> Assigned task
With the string "Please" as the filter, copy each matching line from the records.

START Material shown

PR #870, opened 2022-01-12
Support for `Artist` radio stations

jjlawren:
## Description

This adds support for artist radio stations. In Plex Web, this is represented by the "Play Radio" button on an artist page.

An artist radio station can be retrieved using `Artist.station()`, which returns a `Playlist` if it exists. To differentiate these radio stations from classic playlists, a new `radio` boolean attribute is exposed.

`PlayQueue` creation has been updated to handle these special radio `Playlist` instances, which allows `PlexClient.playMedia` to accept them as-is.

## Type of change

## Checklist:

### DIFF
--- a/plexapi/playlist.py
+++ b/plexapi/playlist.py
@@ -29,7 +29,11 @@ class Playlist(PlexPartialObject, Playable, ArtMixin, PosterMixin, SmartFilterMi
             icon (str): Icon URI string for smart playlists.
             key (str): API URL (/playlist/<ratingkey>).
             leafCount (int): Number of items in the playlist view.
+            librarySectionID (int): Library section identifier (radio only)
+            librarySectionKey (str): Library section key (radio only)
+            librarySectionTitle (str): Library section title (radio only)
             playlistType (str): 'audio', 'video', or 'photo'
+            radio (bool): If this playlist represents a radio station
             ratingKey (int): Unique key identifying the playlist.
             smart (bool): True if the playlist is a smart playlist.
             summary (str): Summary of the playlist.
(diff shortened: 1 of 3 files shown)


plexapi/playlist.py
```diff
@@ -54,7 +58,10 @@ def _loadData(self, data):
         self.icon = data.attrib.get('icon')
         self.key = data.attrib.get('key', '').replace('/items', '')  # FIX_BUG_50
         self.leafCount = utils.cast(int, data.attrib.get('leafCount'))
+        self.librarySectionKey = data.attrib.get('librarySectionKey')
```
JonnyWong16, line 61: Added `librarySectionID` to doc string but missing attribute?
```suggestion
        self.librarySectionID = utils.cast(int, data.attrib.get('librarySectionID'))
        self.librarySectionKey = data.attrib.get('librarySectionKey')
```

plexapi/playqueue.py
```diff
@@ -175,8 +175,11 @@ def create(
             args["uri"] = "library:///directory/{uri_args}".format(uri_args=uri_args)
             args["type"] = items[0].listType
         elif items.type == "playlist":
-            args["playlistID"] = items.ratingKey
             args["type"] = items.playlistType
+            if items.radio:
+                args["uri"] = f"server://{server.machineIdentifier}/{server.library.identifier}{items.key}"
```
JonnyWong16, line 180: Use `%s` string formatting to be consistent with the rest of Plex API?
```suggestion
                args["uri"] = "server://%s/%s%s" % (
                    server.machineIdentifier, server.library.identifier, items.key
                )
```

JonnyWong16 (changes requested):

plexapi/playqueue.py
JonnyWong16: I missed all the other strings in `playqueue` all use `.format()`.

jjlawren: I'd prefer to use f-strings moving forward. Most string formatting in the project was written before we could use the feature in all supported Python versions. Now that 3.5 support has dropped they can be used safely.

JonnyWong16: I would too, but I want to do it all in one go.

jjlawren: It's a style change that doesn't affect functionality. Let's require f-strings for any additions/changes moving forward and convert existing formatting in followup PRs when time/effort permits.

plexapi/playlist.py
jjlawren: This is already set elsewhere, but it _is_ included in the playlist XML payload. Better to set it explicitly like you suggest. 👍

JonnyWong16 (approved):

PR #868, opened 2022-01-10
Feature: Add label methods, properties to Episodes

glensc:
## Description

Seems `LabelMixin` was added to `Album`, `Collection`, `Show`, and `Movie`, but left out of `Episode`.

My testing with `1.24.3.5033-757abe6b4` shows that Episodes can also have labels.

```py
>>> episode.addLabel(['skip-pts'])
>>> episode = (fetch episode again)
>>> print(episode.labels)
[<Label:/library/sections/2/:Skip-pts>]
```

## Type of change

Please delete options that are not relevant.

- [ ] Bug fix (non-breaking change which fixes an issue)
- [x] New feature (non-breaking change which adds functionality)
- [ ] Breaking change (fix or feature that would cause existing functionality to not work as expected)
- [ ] This change requires a documentation update

## Checklist:

- [ ] My code follows the style guidelines of this project
- [x] I have performed a self-review of my own code
- [x] I have commented my code, particularly in hard-to-understand areas
- [x] I have added or updated the docstring for new or existing methods
- [x] I have added tests when applicable

PR #872, opened 2022-01-13
Add LabelMixin to Season, Episode, Artist, and Track objects

meisnate12:
## Description

Following up on #868 this adds the `LabelMixin` to the `Season`, `Episode`, `Artist`, and `Track` objects as well. 

## Type of change

## Checklist:

### DIFF
--- a/plexapi/audio.py
+++ b/plexapi/audio.py
@@ -125,7 +125,7 @@ class Audio(PlexPartialObject):
 
 @utils.registerPlexObject
 class Artist(Audio, AdvancedSettingsMixin, ArtMixin, PosterMixin, RatingMixin, SplitMergeMixin, UnmatchMatchMixin,
-        CollectionMixin, CountryMixin, GenreMixin, MoodMixin, SimilarArtistMixin, StyleMixin):
+        CollectionMixin, CountryMixin, GenreMixin, LabelMixin, MoodMixin, SimilarArtistMixin, StyleMixin):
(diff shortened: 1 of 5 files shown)


JonnyWong16:
Has anyone checked that applying these hidden labels doesn't break sharing restrictions for shared users?

meisnate12:
I didn't test music libraries but for shows I add a label to a season and an episode and restricted that label from a test user and the user was still able to view both the season and the episode, which leads me to believe they're just ignored. and when the label is added to the show the whole thing is ignored

JonnyWong16:
My other concern is users can get stuck with labels that they have no idea how to remove.

Just as an example, if Plex-Meta-Manager adds a feature that can label episodes they are now stuck with the labels unless they know how to remove them again with Plex API. Those hidden labels will continue to show up in search filters and sharing restrictions. There is no way to remove those labels in the UI.

It's part of the same reason why #510 and #658 have not been merged.

meisnate12:
I mean thats a very valid concern as my plan was to add labels to seasons and episodes in order to be able to tell what has had an image overlay on it and what hasn't. Ill include a way to remove all labels using PMM so if they got into the situation with PMM they could at least get back out using the same software.

JonnyWong16:
Please test my changes make labels a searchable filter.

meisnate12:
i ran a few tests on each type of item and they were all searchable using filters

Issue #671, opened 2021-02-20
plexapi tidal integration


62274677:
Does the plexapi include/are there plans to include tidal support? I am looking to write a script that syncs a playqueue between youtube and plex/plexamp. If I can only find the currently playing songs and up next from plex, that is alright, but it would be wonderful if I could also add tidal songs to the playqueue programmatically. I am new to the plexapi, so if this exists already I apologize; I couldn't find any reference to tidal other than a single command in the docs.

darovic:
I was going to try this, but my head is swimming looking through the Plex logs trying to figure out the relevant APIs.

Does the attached log file assist in any way? Amongst allt he noise, it has me:
1. creating a new playlist named `SomePlaylistName`
2. adding a Tidal song to my Library (`Jericho` by `Celldweller`)
3. adding that song to the playlist `SomePlaylistName`
4. playing that song

[partial_log.txt](https://github.com/pkkid/python-plexapi/files/8077259/partial_log.txt)

jjlawren:
@darovic have you tried with the extra header suggestion from #905?

trankillity:
Just adding my voice that I'd love to see this integrated. Even if it's just to a basic level with track details coming through, not necessarily any library API support. Using the Home Assistant Plex integration (which I believe uses `python-plexapi`) just shows the last local track played in the entity attributes.

PR #905, opened 2022-03-05
Enable external media in responses, e.g. Tidal

zacwest:
## Description

Adds the header `X-Plex-Features` which controls whether Tidal results are included in responses.

For example, running against my Plex server:

```python
# 61115 for track.source and album.source is for items from Tidal
len(music.searchAlbums(filters = {'album.source': '61115'}))
```

Results in `0` before this change and non-`0` after.

Refs #671.

The value that I see in the web frontend is `external-media,indirect-media` but the latter does not appear to change the results that I can tell; erring on the side of not adding it since it may cause another level of effects.

I don't know the Plex API well enough to know whether this may have additional side effects that I'm not considering. If that's the case, it may be worth making this opt-in instead.

## Type of change

## Checklist:

### DIFF
--- a/plexapi/config.py
+++ b/plexapi/config.py
@@ -62,4 +62,5 @@ def reset_base_headers():
         'X-Plex-Device-Name': plexapi.X_PLEX_DEVICE_NAME,
         'X-Plex-Client-Identifier': plexapi.X_PLEX_IDENTIFIER,
         'X-Plex-Sync-Version': '2',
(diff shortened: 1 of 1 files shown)


jjlawren (approved):
Thanks for tracking this down 👍 

I haven't run into any obvious negative side-effects during testing, but I don't have an active Tidal subscription. If issues are reported this can always be moved to an opt-in setting.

END Material shown

> Response to this exercise
Please delete options that are not relevant.
Please test my changes make labels a searchable filter.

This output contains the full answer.